- [Action item]: Which lines of the data below contain "value"? Please show them all.

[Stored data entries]

PR #788, opened 2026-09-07
test(edge): assert every edge-served path is routed to the Worker

beardthelion:
## What

The routing tests in `tests/edge/test_edge_worker.py` checked two directions:
- `PATHS <= wrangler_routes` (every snapshotted path is routed)
- `wrangler_routes <= accounted` (every routed path is accounted for)

But neither checked that `EDGE_CACHED`, `EDGE_REVALIDATE`, or `EDGE_ONLY` paths are themselves routed. A path added to any of those sets without a wrangler route would pass all tests but be silently unrouted (dead lane).

## Why

`EDGE_REVALIDATE` paths (`/rooms`) are not in `PATHS`, so the `PATHS <= routes` test does not cover them. `EDGE_CACHED` and `EDGE_ONLY` paths are in the `accounted` set, but the `routes <= accounted` direction only catches routes that aren't accounted for, not accounted paths that aren't routed.

A path declared edge-served but not routed means every request falls through to the origin, which is the one thing the edge lane exists to avoid.

## How

Added `test_every_edge_served_path_is_routed_to_the_worker` asserting `EDGE_CACHED | EDGE_REVALIDATE | EDGE_ONLY <= wrangler_routes`.

Fixes #787.

## Checks

- `uv run ruff check .` and `uv run ruff format --check .` pass
- `uv run ty check` passes
- `uv run coverage run -m pytest tests -q` 771 passed, 1 skipped
- `uv run coverage report` 97.90%
- `uv run sz.py --check` 2317 <= 2317
- Negative verification: test fails when a fake path is added to EDGE_CACHED, EDGE_REVALIDATE, or EDGE_ONLY without a wrangler route

PR #839, opened 2026-09-12
test(edge): verify every edge lane path has a wrangler route (#787)

### LINKED ISSUE #787: EDGE_CACHED, EDGE_REVALIDATE, and EDGE_ONLY paths are never verified to be routed to the Worker
## What

`tests/edge/test_edge_worker.py` checks two directions:

1. `PATHS - wrangler_routes == empty` (every snapshotted path is routed)
2. `wrangler_routes - accounted == empty` (every routed path is accounted for)

But no assertion checks that the three edge lane sets are themselves routed. A path added to `EDGE_CACHED`, `EDGE_REVALIDATE`, or `EDGE_ONLY` without a matching wrangler route passes all existing tests but is silently unrouted (dead lane).

## Impact

`EDGE_REVALIDATE` paths (currently `/rooms`) are not in `PATHS`, so the `PATHS <= routes` test does not cover them. `EDGE_CACHED` (`/healthz`) and `EDGE_ONLY` (`/favicon.ico`) are in the `accounted` set but the `routes <= accounted` direction only catches routes that aren't accounted for, not accounted paths that aren't routed.

A path declared edge-served but not routed means every request falls through to the origin, which is the one thing the edge lane exists to avoid.

## Reproduction

Add a fake path to any edge lane in `edge/snapshot.py` without adding a matching route to `edge/wrangler.jsonc`:

```python
EDGE_CACHED = {
    "/fake-liveness": 30,
    "/healthz": 5,
}
```

Run `uv run pytest tests/edge/test_edge_worker.py`. All existing tests pass. The unrouted path is not flagged.

## Fix

Add a test asserting `EDGE_CACHED | EDGE_REVALIDATE | EDGE_ONLY <= wrangler_routes`.

Filed against commit 45921c3.

RobGenins:
Fixes #787

## Summary

Adds a test asserting that every path declared in `EDGE_CACHED`, `EDGE_REVALIDATE`, or `EDGE_ONLY` has a matching route in `wrangler.jsonc`. A path added to any of these lanes without a route passes all existing tests but is silently unrouted — every request falls through to the origin, defeating the lane.

## Existing coverage gap

- `test_every_snapshotted_path_is_routed_to_the_worker` checks PATHS ⊆ routes.
- `test_every_routed_path_is_either_snapshotted_or_deliberately_not` checks routes ⊆ (PATHS ∪ EDGE_*).
- Neither checks that (EDGE_CACHED ∪ EDGE_REVALIDATE ∪ EDGE_ONLY) ⊆ routes.

## Verification

```
26 passed, 1 skipped in 0.42s  (edge tests)
771 passed, 1 skipped         (full suite)
ruff check and format — clean
```

Never edits CHANGELOG.md or sz-baseline.json.

### DIFF
--- a/tests/edge/test_edge_worker.py
+++ b/tests/edge/test_edge_worker.py
@@ -74,6 +74,16 @@ def test_every_routed_path_is_either_snapshotted_or_deliberately_not():
     assert _wrangler_routes() - accounted == set()
 
 
+def test_every_edge_lane_path_is_routed_to_the_worker():
+    """A path in EDGE_CACHED, EDGE_REVALIDATE, or EDGE_ONLY without a matching
+    wrangler route is silently unrouted — every request falls through to the
+    origin, defeating the lane entirely.
+    """
+    snapshot = _snapshot_module()
+    edge_lanes = set(snapshot.EDGE_CACHED) | set(snapshot.EDGE_REVALIDATE) | set(snapshot.EDGE_ONLY)
+    assert edge_lanes - _wrangler_routes() == set()
+
+
 def test_a_liveness_path_is_never_snapshotted():
     """The invariant the third lane exists to hold.
 


Minh3132 (commented):
Current head `b364a0bc81a96f2eb2bae6babd3bc05fd42678a9` is functionally a duplicate of the already-open #788, not a materially different implementation of #787.

Both changes touch only `tests/edge/test_edge_worker.py` at the same location and assert the same invariant from the same sources: `set(EDGE_CACHED) | set(EDGE_REVALIDATE) | set(EDGE_ONLY)` must be a subset of `_wrangler_routes()`. #788 expresses that as `unrouted = edge_served - _wrangler_routes(); assert not unrouted`; this PR expresses the same set difference directly as `assert edge_lanes - _wrangler_routes() == set()`. There is no additional lane, runtime behavior, regression shape, or coverage here that #788 lacks.

That matters because `CONTRIBUTING.md` explicitly asks contributors to review/build on an existing PR that already addresses the issue rather than race a competitor, and the queue guard has already identified #788. #788 predates this PR, is still open, and has already received independent review/validation on the same invariant. Unless there is a concrete behavior this branch covers that #788 does not, I think this should be closed in favor of #788 rather than adding a second equivalent review/merge path for the same test.

RobGenins:
Closing in favor of #788, which addresses the same invariant and has already received independent review.

PR #316, opened 2020-02-25
exhaustivityParent implemented and tested through interface

ColinAChen:
I implemented the constraint but have not added it to the interface.


constraints/exhaustivityParent.js
```diff
@@ -0,0 +1,37 @@
...
+	
+	//Recursive case: if parent is non_terminal, find out if there are any violations in each of the subtrees rooted in its children.
+
+	if(ptree.children && ptree.children.length){
+		var vcount = 0;
+		var child;
+		for (var i=0; i < ptree.children.length; i++){
+			child = ptree.children[i];
+			if (ptree.cat!==child.cat && pCat.nextLower(ptree.cat)!==child.cat){
+				vcount++;
```
jbellik: This is incrementing vcount once for every level-skipping child. It needs to only increment it once per parent. I.e., break once you increment vcount the first time. Or use a while loop.

ColinAChen:
I reimplemented exhaustParent, renamed exhaust1 to exhaustChild in the constraint file and interface, and added exhuastParent to the exhaustivity.js constraint file.

interface1.html
```diff
@@ -1074,9 +1074,9 @@ <h3>StrongStart</h3>
 
 					<div class="constraint-selection-table">
 						<div class="constraint-row">
-							<span><input type="checkbox" name="constraints" value="exhaust1">Exhaustivity</span>
+							<span><input type="checkbox" name="constraints" value="exhaustChild">Exhaustivity</span>
```
jbellik: We will actually want to have exhaustParent as the version of exhaustivity that's visible on the interface by default. 
exhaustChild should go in the "show more" section.

constraints/exhaustivity.js
```diff
@@ -23,8 +23,36 @@ function exhaust1(s, ptree){
...
+		//var vcount = 0;
+		var child;
+		for (var i=0; i < ptree.children.length; i++){
+			child = ptree.children[i];
+			if (ptree.cat!==child.cat && pCat.nextLower(ptree.cat)!==child.cat){
+				//vcount++;
+				return 1;
+			}
+			if (exhaustParent(s,child) > 0){
+				return 1;
```
jbellik: Here we still need to be accumulating violations. I think it should be vcount++

constraints/exhaustivity.js
```diff
@@ -23,8 +23,36 @@ function exhaust1(s, ptree){
...
+	//Recursive case: if parent is non_terminal, find out if there are any violations in each of the subtrees rooted in its children.
+
+	if(ptree.children && ptree.children.length){
+		//var vcount = 0;
+		var child;
+		for (var i=0; i < ptree.children.length; i++){
+			child = ptree.children[i];
+			if (ptree.cat!==child.cat && pCat.nextLower(ptree.cat)!==child.cat){
+				//vcount++;
+				return 1;
```
jbellik: By using return here, we'll never assess exhaustivity violations in the subtrees when there is a violation higher in the tree. That's a problem.

ColinAChen:
I added an array to keep track of categories that have already been violated at each level so they don't get counted again.

constraints/exhaustivity.js
```diff
@@ -23,8 +23,34 @@ function exhaust1(s, ptree){
...
+	//Recursive case: if parent is non_terminal, find out if there are any violations in each of the subtrees rooted in its children.
+
+	if(ptree.children && ptree.children.length){
+		var vcount = 0;
+		var child;
+		alreadyViolated = [];
+		for (var i=0; i < ptree.children.length; i++){
+			
+			child = ptree.children[i];
+			if (ptree.cat!==child.cat && pCat.nextLower(ptree.cat)!==child.cat && !alreadyViolated.includes(child.cat)){
```
jbellik: This isn't quite right either, because there could be, for example, multiple phis that contain clitics. You could change this to push the id of the parent instead of the category, but I think it would be more efficient to use a while loop with a boolean flag. Take a look at the implementation of eqSis and strongStart in equalSisters.js and strongStart.js respectively.

constraints/exhaustivity.js
```diff
@@ -44,13 +44,12 @@ function exhaustParent(s, ptree){
 	if(ptree.children && ptree.children.length){
 		var vcount = 0;
 		var child;
-		alreadyViolated = [];
```
jbellik: You deleted your variable declaration...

- [Solution below]:
-							<span><input type="checkbox" name="constraints" value="exhaust1">Exhaustivity</span>
+							<span><input type="checkbox" name="constraints" value="exhaustChild">Exhaustivity</span>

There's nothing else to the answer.